Di hadits lainnya yang shahih, ada seorang wanita berkata, “Wahai Rasulullah, sesungguhnya ibuku bernadzar untuk berhaji. Namun beliau tidak berhaji sampai beliau meninggal dunia. Apakah aku mesti menghajikannya?” “Berhajilah untuk ibumu”, jawab Rasulsaw . (HR. Ahmad dan Muslim)
Kedua:
Jika si mati dalam keadaan miskin semasa hidupnya sehingga tidak mampu berhaji atau dalam keadaan tua dan uzur sehingga tidak sempat @ dapat berhaji. Untuk perkara sebegini ia tetap disyari’atkan bagi keluarganya seperti anak laki-laki atau anak perempuannya untuk menghajikan orang tuanya.
Alasannya sebagaimana hadits yang disebutkan sebelumnya.
Begitu pula dari hadits Ibnu ‘Abbas, Nabi Muhammad saw mendengar seseorang berkata, “Labbaik ‘an Syubrumah (Aku memenuhi panggilanmu atas nama Syubrumah), maka beliau bersabda, “Siapa itu Syubrumah?” Lelaki itu menjawab, “Dia saudaraku –atau kerabatku-”. Nabi saw  lantas bertanya, “Apakah engkau sudah menunaikan haji untuk dirimu sendiri?” Ia menjawab, ”Belum.” Nabi Muhammad saw lalu mengatakan, “Berhajilah untuk dirimu sendiri dahulu , baru hajikanlah untuk Syubrumah.” (HR. Abu Daud).
Hadits ini diriwayatkan dari Ibnu ‘Abbas ra secara mauquf (hanya sampai pada sahabat Ibnu ‘Abbas).
Jika dilihat dari dua riwayat di atas, menunjukkan dibolehkan menghajikan orang lain baik dalam haji wajib  ( bernazar )maupun haji sunnah.
Ada pun firman Allah Ta’ala,dalam surah An Najm ayat 39
 “Dan bahwasanya seorang manusia tiada memperoleh selain apa yang telah diusahakannya” (QS. An Najm: 39).
Ayat ini bukanlah bermakna seseorang tidak mendapatkan manfaat dari amalan atau usaha orang lain. Ulama tafsir dan pakar Qur’an menjelaskan bahawa yang dimaksudkan  adalah amalan orang lain bukanlah amalan milik kita. Yang jadi milik kita adalah amalan kita sendiri.

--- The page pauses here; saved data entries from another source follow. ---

PR #2532, opened 2025-07-31
scx_chaos: add README.md

JakeHillion:
Add a README for chaos with a logo. The logo may need a little iteration but I'm generally happy with it. The README is probably bad but the best way to achieve correct things on the Internet is to wait for somebody to correct it :)

Will do my best to keep this up to date.


hodgesds (approved):

scheds/rust/scx_chaos/README.md
```diff
@@ -0,0 +1,162 @@
...
+```
+
+### Performance Degradation
+```bash
+sudo scx_chaos --degradation-frequency 0.15 --degradation-frac7 64
+```
+
+### Kprobe Delays
+```bash
+sudo scx_chaos --kprobes-for-random-delays schedule,do_exit --kprobe-random-delay-frequency 0.05 --kprobe-random-delay-min-us 50 --kprobe-random-delay-max-us 500
```
yaakov-stein, line 62:
```suggestion
sudo scx_chaos --kprobes-for-random-delays schedule do_exit --kprobe-random-delay-frequency 0.05 --kprobe-random-delay-min-us 50 --kprobe-random-delay-max-us 500
```

This arg uses clap value parser so it parses values until it hits the next `--`. It actually won't work with commas thought, it'll only work if there is some space between the kprobes.

sirlucjan:
@JakeHillion I love this logo! Piece of art!

scheds/rust/scx_chaos/README.md
JakeHillion: > The README is probably bad but the best way to achieve correct things on the Internet is to wait for somebody to correct it :)

Success! I hate documentation... Would you mind throwing the fix up?

PR #2535, opened 2025-08-01
scxtop: add thread view

yaakov-stein:
This adds a thread view that can be accessed from the process view by selecting a process and clicking enter. As of now, most of the header fields are copied over from the process table. The threads are currently sorted by their CPU utilization.

Process View Selection:
Screenshot 2025-08-01 at 11 08 01 AM

Selecting `scxtop` and entering thread view:
Screenshot 2025-08-01 at 11 08 17 AM

### DIFF
--- a/tools/scxtop/src/app.rs
+++ b/tools/scxtop/src/app.rs
@@ -2375,6 +2375,14 @@ impl<'a> App<'a> {
                 ))
                 .style(self.theme().title_style())
                 .centered(),
+            )
+            .title_top(
+                Line::from(format!(
+                    "sample rate {}",
+                    self.skel.maps.data_data.as_ref().unwrap().sample_rate
+                ))
+                .style(self.theme().text_important_color())
+                .right_aligned(),
             );
 
         let mut threads = proc_data.threads.iter().collect::<Vec<_>>();


tools/scxtop/src/columns.rs
```diff
@@ -58,91 +59,184 @@ impl<K, D> Columns<K, D> {
     }
 }
 
-pub fn get_process_columns() -> Vec<Column<i32, ProcData>> {
-    vec![
+/// Macros to generate individual common columns shared between process and thread views
```
yaakov-stein, line 62: Using macros here lets us define a given column once and ensure that it is consistent across tables.

tools/scxtop/src/proc_data.rs
```diff
@@ -39,12 +40,6 @@ impl ProcData {
             .expect("proc_stats should have processor");
         let cmdline = process.cmdline().unwrap_or_default();
 
-        let mut threads = BTreeMap::new();
-        for thread in process.tasks()?.flatten() {
```
yaakov-stein, line 43: As opposed to storing all of the threads for all processes always, we'll just load the threads lazily whenever a process is selected (see `init_threads` that is called in `on_enter`).

hodgesds (approved):
LGTM

PR #2547, opened 2025-08-02
lib/btree: Handle alloc failure in bt_split()

EricccTaiwan:
Avoid null dereference when allocating new internal or root nodes fails.

### DIFF
--- a/lib/btree.bpf.c
+++ b/lib/btree.bpf.c
@@ -297,6 +297,10 @@ int bt_split(btree_t __arg_arena *btree, bt_node *btn_old)
 
 		btn_parent = btn_old->parent;
 		btn_new = btnode_alloc(btn_parent, btn_old->flags);
+		if (!btn_new) {
+			// scx_buddy_free(buddy, btn_new);
+			return -ENOMEM;
+		}
 
 		if (btn_old->flags & BT_F_LEAF)
 			key = btnode_split_leaf(btn_new, btn_old);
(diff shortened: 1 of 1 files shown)


lib/btree.bpf.c
```diff
@@ -308,6 +312,10 @@ int bt_split(btree_t __arg_arena *btree, bt_node *btn_old)
 			btn_new->flags &= ~BT_F_ROOT;
 
 			btn_root = btnode_alloc(NULL, BT_F_ROOT);
+			if (!btn_root) {
+				//scx_buddy_free(buddy, btn_root);
```
etsal, line 316: This path leaks btn_new.

EricccTaiwan: Would it make sense to add `// scx_buddy_free(buddy, btn_new);` here now?

etsal: Actually, looking at the commented out lines, neither make sense - they are freeing the variable we failed to allocate. Why were they there in the first place?

EricccTaiwan: I followed `bt_create_internal()` -- if that pattern applies, should we free `btn_new` when `btn_root` or `btnode_add_internal()` fails? Want to confirm before fixing.

```c
__weak
u64 bt_create_internal(void)
{
	btree_t __arg_arena *btree;

	btree = scx_static_alloc(sizeof(*btree), 1);
	if (!btree)
		return (u64)NULL;

	btree->root = btnode_alloc(NULL, BT_F_ROOT | BT_F_LEAF);
	if (!btree->root) {
		/* XXX Fix once we use the buddy allocator. */
		//scx_buddy_free(buddy, btree);
		return (u64)NULL;
	}

	return (u64)btree;
}
```

etsal: btree_internal() frees the already allocated btree, not btree->root, which would have failed to allocate. We should alwayas free anything that was _succesfully_ allocated.

EricccTaiwan: OK, I think I misunderstood something here — thanks for the clarification!

PR #2551, opened 2025-08-03
scxtop: Add network TUI view

hodgesds:
Add TUI view that displays network stats.


tools/scxtop/src/network_stats.rs
```diff
@@ -0,0 +1,322 @@
...
+    pub prev_interfaces: BTreeMap<String, InterfaceStats>,
+    pub last_update_time: std::time::Instant,
+}
+
+impl Default for NetworkStatSnapshot {
+    fn default() -> Self {
+        Self {
+            interfaces: BTreeMap::default(),
+            prev_interfaces: BTreeMap::default(),
+            last_update_time: std::time::Instant::now(),
```
yaakov-stein: nit: Doesn't seem that this is used.

tools/scxtop/src/network_stats.rs
```diff
@@ -0,0 +1,322 @@
...
+                    sent_errs: stats.sent_errs,
+                    sent_drop: stats.sent_drop,
+                },
+            );
+        }
+
+        Ok(())
+    }
+
+    pub fn get_delta_recv_bytes(&self, interface: &str) -> u64 {
```
yaakov-stein: It looks like these all have the exact same logic, maybe something like this would reduce the duplication and make it easier to make changes in the future if necessary:

```
impl NetworkStatSnapshot {
    fn get_delta<F>(&self, interface: &str, field_accessor: F) -> u64
    where
        F: Fn(&InterfaceStats) -> u64,
    {
        let current = self
            .interfaces
            .get(interface)
            .map_or(0, &field_accessor);
        let previous = self
            .prev_interfaces
            .get(interface)
            .map_or(0, &field_accessor);
        if current >= previous {
            current - previous
        } else {
            // Handle counter reset/overflow
            current
        }
    }

    pub fn get_delta_recv_bytes(&self, interface: &str) -> u64 {
        self.get_delta(interface, |s| s.recv_bytes)
    }

    pub fn get_delta_sent_bytes(&self, interface: &str) -> u64 {
        self.get_delta(interface, |s| s.sent_bytes)
    }

    pub fn get_delta_recv_packets(&self, interface: &str) -> u64 {
        self.get_delta(interface, |s| s.recv_packets)
    }

    pub fn get_delta_sent_packets(&self, interface: &str) -> u64 {
        self.get_delta(interface, |s| s.sent_packets)
    }

    pub fn get_delta_recv_errs(&self, interface: &str) -> u64 {
        self.get_delta(interface, |s| s.recv_errs)
    }

    pub fn get_delta_sent_errs(&self, interface: &str) -> u64 {
        self.get_delta(interface, |s| s.sent_errs)
    }
}
```

tools/scxtop/src/network_stats.rs
```diff
@@ -0,0 +1,322 @@
...
+    pub fn get_total_recv_errs(&self) -> u64 {
+        self.interfaces.values().map(|stats| stats.recv_errs).sum()
+    }
+
+    pub fn get_total_sent_errs(&self) -> u64 {
+        self.interfaces.values().map(|stats| stats.sent_errs).sum()
+    }
+}
+
+impl From<&DeviceStatus> for InterfaceStats {
```
yaakov-stein, line 236: Good idea! I should use this approach instead of the way I did it for cpu_stats/mem_stats.

tools/scxtop/src/network_stats.rs
```diff
@@ -0,0 +1,322 @@
...
+            .map_or(0, |stats| stats.sent_errs);
+        if current >= previous {
+            current - previous
+        } else {
+            // Handle counter reset/overflow
+            current
+        }
+    }
+
+    pub fn get_total_delta_recv_bytes(&self) -> u64 {
```
yaakov-stein, line 177: Same thing here possibly:

```
impl NetworkStatSnapshot {
    fn get_total_delta<F>(&self, field_accessor: F) -> u64
    where
        F: Fn(&InterfaceStats) -> u64,
    {
        self.interfaces
            .keys()
            .map(|iface| self.get_delta(iface, &field_accessor))
            .sum()
    }

    pub fn get_total_delta_recv_bytes(&self) -> u64 {
        self.get_total_delta(|s| s.recv_bytes)
    }

    pub fn get_total_delta_sent_bytes(&self) -> u64 {
        self.get_total_delta(|s| s.sent_bytes)
    }

    pub fn get_total_delta_recv_packets(&self) -> u64 {
        self.get_total_delta(|s| s.recv_packets)
    }

    pub fn get_total_delta_sent_packets(&self) -> u64 {
        self.get_total_delta(|s| s.sent_packets)
    }

    pub fn get_total_delta_recv_errs(&self) -> u64 {
        self.get_total_delta(|s| s.recv_errs)
    }

    pub fn get_total_delta_sent_errs(&self) -> u64 {
        self.get_total_delta(|s| s.sent_errs)
    }
}
```

tools/scxtop/src/app.rs
```diff
@@ -582,6 +586,11 @@ impl<'a> App<'a> {
             }
         }
 
+        // Update network stats
+        if let Err(e) = self.network_stats.update() {
+            eprintln!("Failed to update network stats: {}", e);
```
yaakov-stein: Because we've taken over the screen with crossterm, I don't think this will be seen or accessible IIUC. Should we maybe use the `render_error_msg`? Or possibly fail as something has gone wrong?

tools/scxtop/src/app.rs
```diff
@@ -1788,9 +1797,98 @@ impl<'a> App<'a> {
...
+            Layout::vertical([Constraint::Ratio(2, 3), Constraint::Ratio(1, 3)]).areas(left);
 
         self.render_event(frame, right)?;
-        self.render_table(frame, left)
+        self.render_table(frame, left_top)?;
+        self.render_network_summary(frame, left_bottom)
+    }
+
+    /// Renders a simplified network summary for the default view.
+    fn render_network_summary(&mut self, frame: &mut Frame, area: Rect) -> Result<()> {
```
yaakov-stein, line 2086: If you want to use the Columns struct and add a `get_network_summary_columns`, that would keep some of the logic there (and a bit easier to work with going forward). After a brief look through the `render_network_summary` and `render_network`, if you use the Columns struct, it seems like it should be pretty simple to combine these into one method with a bool passed in to render the full network view (because you can just call visible columns etc. and then add the non-summary info if `render_full` == true). But I can also hear an argument to keep them seperate if we think the logic will continue to diverge.

tools/scxtop/src/network_stats.rs
```diff
@@ -0,0 +1,322 @@
...
+    pub sent_bytes: u64,
+    pub sent_packets: u64,
+    pub sent_errs: u64,
+    pub sent_drop: u64,
+}
+
+impl NetworkStatSnapshot {
+    pub fn update(&mut self) -> Result<()> {
+        // Save current interfaces as previous
+        std::mem::swap(&mut self.interfaces, &mut self.prev_interfaces);
```
yaakov-stein, line 51: nit: Just wondering, is there any benefit of a swap here over a take given that we're going to be clearing self.interfaces? I'd imagine a swap is a bit more work than just a take.

tools/scxtop/src/network_stats.rs
```diff
@@ -0,0 +1,322 @@
...
+            .get(interface)
+            .map_or(0, |stats| stats.recv_bytes);
+        let previous = self
+            .prev_interfaces
+            .get(interface)
+            .map_or(0, |stats| stats.recv_bytes);
+        if current >= previous {
+            current - previous
+        } else {
+            // Handle counter reset/overflow
```
yaakov-stein: If we get here, something probably went wrong, no? Should we error out?

tools/scxtop/src/network_stats.rs
hodgesds: Yeah, that's much cleaner

hodgesds:
Updated with improvements to the detailed view:
image

JakeHillion (approved):
LGTM. Might have to switch to using scxtop as my default monitoring tool :)

PR #2552, opened 2025-08-03
scxtop: use more idiomatic style

yaakov-stein:
As a follow-up to #2551, this uses the more idiomatic `From` trait.


JakeHillion (approved):
It's beautiful

PR #2553, opened 2025-08-03
scxtop: fix various bugs + add tests

yaakov-stein:
Previously, avg/max data was showing up as 50/100 whenever there wasn't any data. Ex. (see the threads that don't have NUMA/LLC):
Screenshot 2025-08-01 at 11 08 17 AM

This was due to the `EventData::event_data_immut` returning a vec of `[0, max_data_size]` whenever an entry didn't exist. Instead, we should just return an empty vec. Now, the data is correct:

Screenshot 2025-08-03 at 6 21 15 PM

To hopefully prevent these issues from coming up in the future, test suites were added to `EventData` and `VecStats`. These tests already caught an possible overflow bug in `VecStats` where we were adding u64's into a single u64.

### DIFF
--- a/tools/scxtop/src/app.rs
+++ b/tools/scxtop/src/app.rs
@@ -764,7 +764,7 @@ impl<'a> App<'a> {
             ProfilingEvent::CpuUtil(_) => llc_data.num_cpus,
             _ => 1,
         };
-        let data = llc_data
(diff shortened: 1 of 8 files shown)


hodgesds (approved):
tests good

PR #1209, opened 2024-05-06
fix: require username and password to be specified

Venefilyn:
We didn't require username and password to be specified when one was
provided but not the other. Such as username being provided but without
a password, or vice versa. Due to that convert2rhel fails much later
in the process than other warnings.

This addresses that with warning messages and aligns with other cases
like activation_key and org

Jira Issues:

-

Checklist


r0x0d (approved):

r0x0d:
Codecov is misbehaving again. I'm merging this as the sanity tests are all green and the results from the unit tests doesn't include any errors.

PR #1210, opened 2024-05-06
[RHELC-1521] Fix check for reposdir in RestorablePackage class

r0x0d:
The condition to check for the existence of the reposdir folder was set in an incorrect place. This caused the program to raise an exception as we are trying to list the contents of the directory before checking for the path availability of the folder.

Jira Issues:

- [RHELC-1521](https://issues.redhat.com/browse/RHELC-1521)

Checklist

### DIFF
--- a/convert2rhel/backup/packages.py
+++ b/convert2rhel/backup/packages.py
@@ -137,9 +137,10 @@ class RestorablePackage(RestorableChange):
         loggerinst.debug("Using repository files stored in %s." % self.reposdir)
 
         if self.reposdir:
-            # If nothing is inside the directory, or it does not exist, let's
-            # just not use it to download the packages.
-            if len(os.listdir(self.reposdir)) == 0 or not os.path.exists(self.reposdir):
+            # Check if the reposdir exists and if the directory is empty
+            if (os.path.exists(self.reposdir) and len(os.listdir(self.reposdir)) == 0) or not os.path.exists(
+                self.reposdir
+            ):
                 loggerinst.info("The repository directory %s seems to be empty or non-existent.")
                 self.reposdir = None
 


convert2rhel/backup/packages.py
```diff
@@ -136,10 +136,10 @@ def enable(self):
         loggerinst.info("Backing up the packages: %s." % ",".join(self.pkgs))
         loggerinst.debug("Using repository files stored in %s." % self.reposdir)
 
-        if self.reposdir:
+        if self.reposdir and os.path.exists(self.reposdir):
             # If nothing is inside the directory, or it does not exist, let's
             # just not use it to download the packages.
-            if len(os.listdir(self.reposdir)) == 0 or not os.path.exists(self.reposdir):
+            if len(os.listdir(self.reposdir)) == 0:
```
Venefilyn, line 142: We could combine all three but I feel like the this is the best solution atm

You could have done all three as if-statements go left to right (usually)

E.g. `if not os.path.exists(self.reposdir) or len(os.listdir(self.reposdir)) == 0:` would also have fixed the issue

However, please update the comments too! :pray:

Venefilyn: Actually scratch that.. it's intended that we go to the log no matter what, so the exception is false but implementation was (mostly) correct as it was before

However, we should still change it to be something like

```
if reposdir
	if (reposdir exists and empty) or reposdir does not exist:
		log and set reposdir empty
```

r0x0d: I don't think it will work like that... If the path doesn't exist and we pass that to os.listdir(), it will cause an exception as the path doesn't exist. Let me try that locally

r0x0d: OOoh, that's funny! 

So, I didn't know that using `and` here would not cause an exception. If we use `or`, then the exception could arise, with `and` it doesn't. That's a new learning. 

I will switch the code as you proposed.

r0x0d: Updated!

hosekadam (approved):
Works great, thanks!

convert2rhel/backup/packages.py
Venefilyn: > So, I didn't know that using `and` here would not cause an exception. If we use `or`, then the exception could arise, with `and` it doesn't. That's a new learning.

It has to do with if-statements evaluating left to right, so if you have `if os.path.exists(path) and path` it would fail. You can also do optimization with this in mind in general. Such as finding something from a database and evaluating it. Happens a lot more commonly in other OOP languages.

Venefilyn (approved):

PR #1226, opened 2024-05-16
[RHELC-1547] Fix regression in installing removed packages during rollback

r0x0d:
We were passing a set object to iterate over to compose a message of packages that got removed during yum transaction. This problem was not happening before as we were dealing with a success case of restoring packages. In this regression, we found out that a set object does not have indexing, therefore, thus bug was hidden from most of our tests and pipeline.

Jira Issues:

- [RHELC-1547](https://issues.redhat.com/browse/RHELC-1547)

Checklist

### DIFF
--- a/convert2rhel/pkgmanager/handlers/yum/__init__.py
+++ b/convert2rhel/pkgmanager/handlers/yum/__init__.py
@@ -67,7 +67,7 @@ def _resolve_yum_problematic_dependencies(output):
             packages_to_remove.append(str(resolve_error[0]).replace(" ", ""))
 
     if packages_to_remove:
-        packages_to_remove = set(packages_to_remove)
+        packages_to_remove = list(set(packages_to_remove))
         loggerinst.debug(
             "Removing problematic packages to continue with the conversion:\n%s",
             "\n".join(packages_to_remove),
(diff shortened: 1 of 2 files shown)


danmyway (approved):
That looks good to me, tests are passing, the package is getting restored correctly.
Thanks, @r0x0d !
@Venefilyn could you please take a quick look, we can merge from my POV.

convert2rhel/pkgmanager/handlers/yum/__init__.py
```diff
@@ -67,7 +67,7 @@ def _resolve_yum_problematic_dependencies(output):
             packages_to_remove.append(str(resolve_error[0]).replace(" ", ""))
 
     if packages_to_remove:
-        packages_to_remove = set(packages_to_remove)
+        packages_to_remove = list(set(packages_to_remove))
```
hosekadam, line 70: I would add a comment saying that we need to make each item in the list unique. But not a blocker, looks good
```suggestion
        # Need to make each item in the list unique, one pkg can be present more times in the list.
        packages_to_remove = list(set(packages_to_remove))
```

hosekadam (approved):

convert2rhel/pkgmanager/handlers/yum/__init__.py
r0x0d: Lovely, thanks!

PR #1229, opened 2024-05-17
[RHELC-1554] Fix ELS repositories not fallback in case of error

r0x0d:
We want to try to enable the ELS repos, and if case that fails, we want to make sure we enable the default rhel repoids.

Jira Issues:

- [RHELC-1554](https://issues.redhat.com/browse/RHELC-1554)

Checklist

### DIFF
--- a/convert2rhel/subscription.py
+++ b/convert2rhel/subscription.py
@@ -800,19 +800,19 @@ def enable_repos(rhel_repoids):
     else:
         repos_to_enable = rhel_repoids
 
-    if repos_to_enable == system_info.eus_rhsm_repoids:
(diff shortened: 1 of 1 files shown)


hosekadam (approved):
Looks good!

bookwar:
As discussed in the ticket, rather than adding fallback for ELS repositories, let's remove fallback for EUS too.

As ELS and EUS repositories are now requested explicitly via command line switch, the proper fallback is for a user to remove the incorrect cli option. We should not try to do this implicitly during the conversion.

r0x0d:
Alright, will open a PR for that in a minute.

PR #1236, opened 2024-05-22
[RHELC-1559] Update test using tmt-reboot

danmyway:
* tmt ignores any exitcode returned by pytest before the last reboot
* mitigate the issue by using try except and overriding the last pytest exitcode with reporting fail to tmt straight from the test
* minor adjustments to already existing tests - function name update, remove obsolete reboot call from a one-kernel-scenario

Jira Issues:

- [RHELC-1559](https://issues.redhat.com/browse/RHELC-1559) 

Checklist


tests/integration/tier0/destructive/isolated-system-conversion/test_offline_system_conversion.py
r0x0d, line 1: Should rename the file as well, no?

tests/integration/tier0/non-destructive/kernel/test_custom_kernel.py
```diff
@@ -107,17 +107,19 @@ def test_custom_kernel(convert2rhel, shell, custom_kernel, hybrid_rocky_image):
...
+                )
+                c2r.expect("RHEL_COMPATIBLE_KERNEL::INVALID_KERNEL_PACKAGE_SIGNATURE")
 
-            c2r.sendcontrol("c")
+                c2r.sendcontrol("c")
 
-        try:
             assert c2r.exitstatus == 1
-        except AssertionError:
+        except:  # pylint: disable=W0702
```
r0x0d, line 124: It still may be too broad, but maybe we should use Exception here, or try to see what is the base exception we could catch

danmyway: We started with an AssertionError on the c2r.exitcode, but then I realized, that anything going wrong during the contextmanager call would not be handled that way.
I felt that even though it's too broad, it might be more reliable.
Generally AssertionError, EOFError and Timeout(Error?) could be there for sure, so we might go for that, however we might lose some reliability with that 🤷

tests/integration/tier0/destructive/isolated-system-conversion/test_offline_system_conversion.py
danmyway: good catch, thank you

tests/integration/tier0/non-destructive/kernel/test_custom_kernel.py
danmyway: I have slimmed the exceptions to `AssertionError` and `pexpect.exceptions.(EOF, TIMEOUT)` in the end.
Hopefully we won't miss anything :grimacing:

tests/integration/tier0/non-destructive/single-yum-transaction-validation/main.fmf
```diff
@@ -67,6 +67,13 @@ tag+:
         pytest -m test_validation_packages_with_in_name_period
 
 /override_exclude_list_in_yum_config:
+    adjust+:
+        environment+:
+            CONVERT2RHEL_ALLOW_UNAVAILABLE_KMODS: 1
+        when: distro == oracle-8
+        because: |
+            With an older kernel, older, with RHEL incompatible kernel modules get installed as well,
```
kokesak, line 75: " With an older kernel, older, ..."
probabaly some typoo? (two "older")

tests/integration/tier1/destructive/one-kernel-scenario/test_one_kernel_scenario.py
```diff
@@ -86,5 +86,3 @@ def test_one_kernel_scenario(shell, convert2rhel, one_kernel):
         shell("yum-config-manager {}".format(enable_repo_opt))
 
         assert shell("yum install -y python3 --enablerepo=*").returncode == 0
-
```
kokesak, line 89: This `test_one_kernel_scenario` should also be in try except no? The `one_kernel` fixture also uses tmt-reboot

danmyway: Good point, but the reboot is running before the conversion, so if anything goes sideways during the conversion, tmt will be able to pick up the returncode from the pytest/convert2rhel run.
On the other hand, it probably won't pick up anything during the one_kernel() fixture :shrug:

kokesak: I see, as we talked in person - please remove the asserts from the `one_kernel` as they are pointless there anyway

tests/integration/tier0/non-destructive/single-yum-transaction-validation/main.fmf
danmyway: Fixed, hopefully

tests/integration/tier1/destructive/one-kernel-scenario/test_one_kernel_scenario.py
danmyway: I've added the try except to the fixture, so we bail out when the setup fails

kokesak (approved):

Adapun jika amalan orang lain diniatkan untuk lainnya sebagai pengganti, maka itu akan bermanfaat. Sebagaimana bermanfaat do’a dan sedekah dari anak yang soleh @  saudara kita (yang diniatkan untuk kita) tatkala kita telah meninggal dunia.
Begitu pula jika haji dan puasa sebagai gantian untuk orang lain, maka itu akan bermanfaat.
Nabi Muhammad saw bersabda,
“Barangsiapa yang mati namun masih memiliki hutang puasa, maka hendaklah ahli warisnya membayar hutang puasanya.” (HR. Bukhari dan Muslim, dari ‘Aisyah).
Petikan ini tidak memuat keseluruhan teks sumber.